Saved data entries

PR #5216, opened 2024-07-18
skip the filter if the cluster is already in the list of scheduling result even if the API is missed

yanfeng1992:
Signed-off-by: huangyanfeng <huangyanfeng1992@gmail.com>

**What type of PR is this?**
/kind bug

**What this PR does / why we need it**:

Because when obtaining APIEnablements, it may be empty or partial.
This will cause the scheduler to delete the scheduling results, resulting in incorrect deletion

So if the cluster is already in the list of scheduling results, even if the API is not hit, skip the filter

https://github.com/karmada-io/karmada/blob/a87ec2a61abadf9f102440b1f64cf338b2ee5518/pkg/controllers/status/cluster_status_controller.go#L233-L239

**Which issue(s) this PR fixes**:
Fixes #

**Special notes for your reviewer**:

**Does this PR introduce a user-facing change?**:

```release-note

```

PR #5325, opened 2024-08-08
avoid setting partial api enablements in cluster status

NickYadance:
**What type of PR is this?**
bug

avoid setting partial api enablements in cluster status

Fixes #5309

```release-note
NONE
```

### DIFF
--- a/pkg/controllers/status/cluster_status_controller.go
+++ b/pkg/controllers/status/cluster_status_controller.go
@@ -18,6 +18,7 @@ package status
 
 import (
 	"context"
+	"errors"
 	"fmt"
 	"net/http"
 	"sort"
@@ -231,12 +232,16 @@ func (c *ClusterStatusController) setCurrentClusterStatus(clusterClient *util.Cl
 
 	// get the list of APIs installed in the member cluster
 	apiEnables, err := getAPIEnablements(clusterClient)
-	if len(apiEnables) == 0 {
-		klog.Errorf("Failed to get any APIs installed in Cluster %s. Error: %v.", cluster.GetName(), err)
-	} else if err != nil {
-		klog.Warningf("Maybe get partial(%d) APIs installed in Cluster %s. Error: %v.", len(apiEnables), cluster.GetName(), err)
+	if err != nil {
+		klog.Errorf("Failed to get APIs installed in Cluster %s. Error: %v.", cluster.GetName(), err)
 		return err
 	}
+
+	if len(apiEnables) == 0 && len(currentClusterStatus.APIEnablements) > 0 {
+		klog.Warningf("Unable to get any APIs installed in the existing Cluster %s, will retry", cluster.GetName())
+		return errors.New("empty APIs in cluster")
+	}
+
 	currentClusterStatus.APIEnablements = apiEnables
 
 	if c.EnableClusterResourceModeling {
--- a/pkg/controllers/status/cluster_status_controller.go
+++ b/pkg/controllers/status/cluster_status_controller.go
@@ -235,6 +235,7 @@ func (c *ClusterStatusController) setCurrentClusterStatus(clusterClient *util.Cl
 		klog.Errorf("Failed to get any APIs installed in Cluster %s. Error: %v.", cluster.GetName(), err)
 	} else if err != nil {
 		klog.Warningf("Maybe get partial(%d) APIs installed in Cluster %s. Error: %v.", len(apiEnables), cluster.GetName(), err)
+		return err
 	}
 	currentClusterStatus.APIEnablements = apiEnables
 
--- a/pkg/controllers/status/cluster_status_controller_test.go
+++ b/pkg/controllers/status/cluster_status_controller_test.go
@@ -1090,7 +1090,7 @@ func TestClusterStatusController_initLeaseController(_ *testing.T) {
 }
 
 func mockServer(statusCode int, existError bool) *httptest.Server {
-	respBody := "test"
+	respBody := "{}"
 	resp := &http.Response{
 		StatusCode: statusCode,
 		Body:       io.NopCloser(bytes.NewBufferString(respBody)),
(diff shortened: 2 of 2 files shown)


XiShanYongYe-Chang:
Thanks @NickYadance 
/assign

XiShanYongYe-Chang:
Hi @NickYadance, thanks~

Here, we do indeed need to continue updating the Cluster object instead of exiting directly, because there is a situation where, after a cluster has just been successfully created and joined Karmada, a certain API has not yet been successfully installed, but other types of APIs are functioning normally. If we skip it directly at this point, it will affect the distribution of normally functioning API types.


Currently, the processing logic here may not be very reasonable, and there are [issues](https://github.com/karmada-io/karmada/pull/5216) that reflect problems related to this. One of my ideas is to analyze the errors returned by the request to decide whether to update the Cluster status. I also have a strange thought: if the apienablements field in the cluster status is empty, then update it; otherwise, return an error.

whitewindmills:
indeed, updating APIENABLEMENTS is a very dangerous operation, which may cause the scheduler to delete the scheduled results. we're struggling with this lately. it caused us huge losses in the production environment.

NickYadance:
> I also have a strange thought: if the apienablements field in the cluster status is empty, then update it; otherwise, return an error
sounds indeed strange to me, to update aipenablements for only once.

it should be fine to exit on error here since it will requeue and succeed at sometime later. the thing is to not bring in-contact apienablements into the cluster status.

NickYadance:
> indeed, updating APIENABLEMENTS is a very dangerous operation, which may cause the scheduler to delete the scheduled results. we're struggling with this lately. it caused us huge losses in the production environment.

yes it's just too dangerous for karmada to draw massive deletions to the cluster. Extra handling in scheduler https://github.com/karmada-io/karmada/pull/5216 is very helpful, still, keeping apiEnablements contact in cluster helps avoid potential issues too.

pkg/controllers/status/cluster_status_controller.go
```diff
@@ -231,11 +232,16 @@ func (c *ClusterStatusController) setCurrentClusterStatus(clusterClient *util.Cl
 
 	// get the list of APIs installed in the member cluster
 	apiEnables, err := getAPIEnablements(clusterClient)
-	if len(apiEnables) == 0 {
-		klog.Errorf("Failed to get any APIs installed in Cluster %s. Error: %v.", cluster.GetName(), err)
-	} else if err != nil {
-		klog.Warningf("Maybe get partial(%d) APIs installed in Cluster %s. Error: %v.", len(apiEnables), cluster.GetName(), err)
+	if err != nil {
+		klog.Errorf("Failed to get APIs installed in Cluster %s. Error: %v.", cluster.GetName(), err)
+		return err
```
yanfeng1992, line 237: I am a little worried that this may cause other problems. If an error is returned here, the cluster will be unhealthy. If some APIs cannot be obtained, the cluster will be unhealthy.

NickYadance: would it be unhealthy ? seems the cluster needs to be healthy&online to reach getAPIEnablements, if err returned the reconcile will be requeue.

yanfeng1992: When changing from an unhealthy state to a healthy state, if some APIs have problems, an error will be returned here and the queue will be requeued. Unable to update the cluster to a healthy state

XiShanYongYe-Chang:
> indeed, updating APIENABLEMENTS is a very dangerous operation, which may cause the scheduler to delete the scheduled results. we're struggling with this lately. it caused us huge losses in the production environment.

Do you have any better ideas?

pkg/controllers/status/cluster_status_controller.go
NickYadance: sounds reasonable, maybe it's better keep apiEnablements unchanged when err happens.

NickYadance: no for above, if we do that the incorrect status will be kept until next reconcile which is not good at all

whitewindmills:
that's what https://github.com/karmada-io/karmada/pull/5325 and https://github.com/karmada-io/karmada/pull/5216 work on. lets move them forward.

whitewindmills:
okay

XiShanYongYe-Chang:
> > that's what #5325 and #5216 work on. lets move them forward.
> 
> How about we discuss this at a community meeting, get more people's opinions?

cc @NickYadance @yanfeng1992

whitewindmills:
next week's meeting agenda is already quite busy, I'm afraid we won't have a chance to discuss it.

RainbowMango:
> next week's meeting agenda is already quite busy, I'm afraid we won't have a chance to discuss it.

Don't worry let's try it. At least this brings attention.

whitewindmills:
hi @NickYadance, after the community meeting discussion, we still keep it as it is but add a new condition(named `InvalidAPIEnablements`? whatever you name it, it's up to you) when `err != nil` or `apiEnablements is empty`.
the scheduler will consider this condition.

NickYadance:
> hi @NickYadance, after the community meeting discussion, we still keep it as it is but add a new condition(named `InvalidAPIEnablements`? whatever you name it, it's up to you) when `err != nil` or `apiEnablements is empty`. the scheduler will consider this condition.

understand your concern, i'll keep the pr open, feel free to close it.

whitewindmills:
@NickYadance you can continue this PR.

XiShanYongYe-Chang:
Hi @NickYadance, just as @whitewindmills said, would you like to continue to contribute?

NickYadance:
> Hi @NickYadance, just as @whitewindmills said, would you like to continue to contribute?

no maybe, i would personally prefer to return on err here and stay simple, if the cluster cannot be healthy due to not being able to retrieve apienablements, so be unhealthy.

WORK REQUEST:
In how many lines of the entries does "returned" appear? Reply with only the number.

WRITTEN ANSWER:
4